[[ Exercise inputs, beginning ]]
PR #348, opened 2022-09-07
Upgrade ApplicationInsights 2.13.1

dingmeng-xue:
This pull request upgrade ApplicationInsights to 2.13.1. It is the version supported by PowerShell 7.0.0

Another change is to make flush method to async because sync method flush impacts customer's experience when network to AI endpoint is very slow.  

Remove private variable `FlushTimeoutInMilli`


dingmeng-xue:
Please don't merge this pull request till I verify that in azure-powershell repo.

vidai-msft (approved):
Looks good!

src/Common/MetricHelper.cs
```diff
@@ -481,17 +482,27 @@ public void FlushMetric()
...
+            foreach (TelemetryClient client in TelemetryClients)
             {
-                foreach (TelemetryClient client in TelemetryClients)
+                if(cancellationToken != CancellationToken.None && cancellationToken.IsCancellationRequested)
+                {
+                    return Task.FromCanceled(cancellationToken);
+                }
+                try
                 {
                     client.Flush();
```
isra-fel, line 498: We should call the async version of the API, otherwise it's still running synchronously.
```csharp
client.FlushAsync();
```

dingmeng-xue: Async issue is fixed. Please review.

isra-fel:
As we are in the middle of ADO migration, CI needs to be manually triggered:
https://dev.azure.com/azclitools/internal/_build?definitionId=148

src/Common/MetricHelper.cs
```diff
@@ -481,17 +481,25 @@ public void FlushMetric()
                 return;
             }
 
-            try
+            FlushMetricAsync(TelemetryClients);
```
[[ Exercise inputs, end ]]
### Action item:
What lines in the data include the string "cancellationToken"? Copy each one.

### Solution:
+                if(cancellationToken != CancellationToken.None && cancellationToken.IsCancellationRequested)
+                    return Task.FromCanceled(cancellationToken);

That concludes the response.